Ölenlere, yaralananlara, günleri-geceleri, geleceği çalınanlara, bayrak sattığı için tutukladığın kardeşimizin rızıksız kalan çocuklarına, bir gram acımamandan anladık.
Hepsini hepimiz anlıyoruz, aptal değiliz başbakan.
Ve bütün bunları çok iyi anlayan bir halk var; Antakya halkı.
Bu sefer Antakya halkı “anlamayı, değiştirmeye” doğru taşıyor. Çok yüksek düzeyde bir direnişle. Yerli üretimlerini, zulmü durdurmanın silahı kılarak. Meşhur zeytinyağlarını, evrensel bir direnişe katıyorlar.
Çok evladını kaybetti Antakya halkı. Gezi direnişinde ve öncesinde.
Senin Suriye politikalarının yaktığı kibritin yanan ucu onlar. Çok öfke birikiyor orada da. İstanbul halkının boğaz köprüsünü yürüyen öfkesine, sınırın bir ucundan kardeş geliyor.

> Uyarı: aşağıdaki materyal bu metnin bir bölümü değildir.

PR #1407, opened 2021-09-30
Make vital tag traits dynamic

daniel-riehm:
This rather large pull request implements a change - changing vital tag traits access from compile-time to runtime - and then fixes / updates everywhere in the code that breaks as a result. Previously, the traits of vital's metadata tags (name, data type, description, etc) were defined in one giant macro. This was used to instantiate one templated class for each tag, which could only be accessed via `Tag` template parameter. This meant that these traits could only be directly accessed when the tag was known at compile time. A similar strategy was deployed for the `metadata_item` class, resulting in only being able to add a tag to a metadata collection when the identity of the tag was known at compile time. This sort of interface is difficult to work with and difficult to maintain, resulting in a lot of cumbersome, inelegant code (on net 600 lines removed here!).

Since the existing `vital_meta_trait` class was only accessible via template, there was a helper `metadata_trait` class which provided dynamic lookup capabilities. However, this class was instantiated in _n_ different places, incurring runtime costs as it built _n_ separate identical lookup tables. This whole system has been replaced with a better traits interface which only instantiates the traits once and allows lookup from anywhere. We can remove the 100+ separate `typed_metadata` classes and provide better functionality, now allowing dynamic insertion of runtime-determined tags using the new `metadata::add_any` overload.

There is still one ugly / hard-to-maintain code pattern left here, which the new code did have to add a few more instances of:
```
if( type == typeid( bool );
else if( type == typeid( int ) );
...
```
However, this will (hopefully) eventually be deleted. The `vital` metadata system already encourages/enforces/assumes use of only a handful of small types, which as of right now are all separately listed in the pattern above. Given the fact that these constraints are already being put on the data type, a `variant` is a much better pick for a metadata value representation than `any`, and will allow for more elegant treatment of these types. Though we don't have C++17 yet, we do have MPark's C++11 STL-compliant `variant` implementation already copy-pasted in KWIVER. If this PR goes through, using `variant` instead of `any` would be a reasonable next step in this cleanup.


arrows/serialize/protobuf/tests/test_convert_protobuf.cxx
```diff
@@ -516,56 +516,32 @@ TEST( convert_protobuf, geo_polygon )
...
+    kwiver::vital::geo_point::geo_2d_point_t geo_2d{ 42.50, 73.54 };
+    kwiver::vital::geo_point pt{ geo_2d, kwiver::vital::SRID::lat_lon_WGS84 };
+    meta.add< kwiver::vital::VITAL_META_FRAME_CENTER >( pt );
   }
 
   {
-    const auto& info = traits.find( kwiver::vital::VITAL_META_UNIX_TIMESTAMP );
-    auto item = info.create_metadata_item( kwiver::vital::any((uint64_t)12345678) );
-    meta.add( std::move( item ) );
+    kwiver::vital::geo_point::geo_3d_point_t geo{ 42.50, 73.54, 16.33 };
```
gbrooksby, line 531: The change here seems to replace a TIMESTAMP test with a geographical point test.

arrows/serialize/protobuf/tests/test_serialize_metadata.cxx
```diff
@@ -39,47 +39,32 @@ TEST( serialize_metadata, metadata )
...
+    kwiver::vital::geo_point::geo_2d_point_t geo_2d{ 42.50, 73.54 };
+    kwiver::vital::geo_point pt{ geo_2d, kwiver::vital::SRID::lat_lon_WGS84 };
+    meta_sptr->add< kwiver::vital::VITAL_META_FRAME_CENTER >( pt );
   }
 
   {
-    const auto& info = traits.find( kwiver::vital::VITAL_META_UNIX_TIMESTAMP );
-    auto item = info.create_metadata_item( kwiver::vital::any((uint64_t)12345678) );
-    meta_sptr->add( std::move( item ) );
+    kwiver::vital::geo_point::geo_3d_point_t geo{ 42.50, 73.54, 16.33 };
```
gbrooksby, line 54: The change here seems to replace a TIMESTAMP test with a geographical point test.

python/kwiver/vital/types/metadata.cxx
```diff
@@ -18,61 +18,94 @@
...
-  self.add<VITAL_META_ ## TAG>(vital_meta_data_ ## TAG); \
-  break; \
+  auto const& type = tag_traits_by_tag( tag ).type();
+  if( type == typeid( bool ) )
+  {
+    return data.cast< bool >();
   }
-
-  switch (t)
+  else if ( type == typeid( uint64_t ) )
```
gbrooksby, line 29: Curious why the change from a switch statement to an if-else structure.

gbrooksby (commented):
This commit looks good to me.  I made a few comments, but I found nothing that needs to be reworked.

python/kwiver/vital/types/metadata.cxx
daniel-riehm: Previously, it was switching on the metadata tag. The `KWIVER_VITAL_METADATA_TAGS` macro was used to generate the ~100 case statements for each of the tags, which was necessary because we don't know the internal type of `data`, but that can be statically determined from the tag. However, the major change of this pull request removed that macro. We can still achieve the same behavior by checking all the possible types of `data` manually, as we do here. It is a little ugly (as was the macro), but as I mentioned above I am planning a later change which would allow a more elegant way to go through all supported types, so ideally this is just temporary until then.

arrows/serialize/protobuf/tests/test_serialize_metadata.cxx
daniel-riehm: This is where git's line-by-line changes are a bit deceptive; the actual replacement for `TIMESTAMP` is at line 44. This is replacing lines 64-69.

arrows/serialize/protobuf/tests/test_convert_protobuf.cxx
daniel-riehm: See my reply to similar comment above.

İstanbul’da o günkü haliyle patlamalı değilse de, sanma ki bitti o öfke ve cesaret. Forumlarda başka türlü akıyor, Gezi Parkı’nda dolaşıyor, her hafta meydanlarda birikiyor, yeryüzünde bütün kardeşleriyle iftar yapıyor o su, devam ediyor. Antakya halkını aynı hararetle kucaklıyor.
Şüphesiz, Gezi direnişinde daha öğreneceğimiz çok şeyler olacak. Bugün bilemediğimizi devam ettikçe anlayacağız. Mutlaka yeni yollar açılacak.
Biz bunu da anlamış bulunuyoruz.
Peki, bütün bu olanlardan sen şimdiye kadar ne anladın Erdoğan?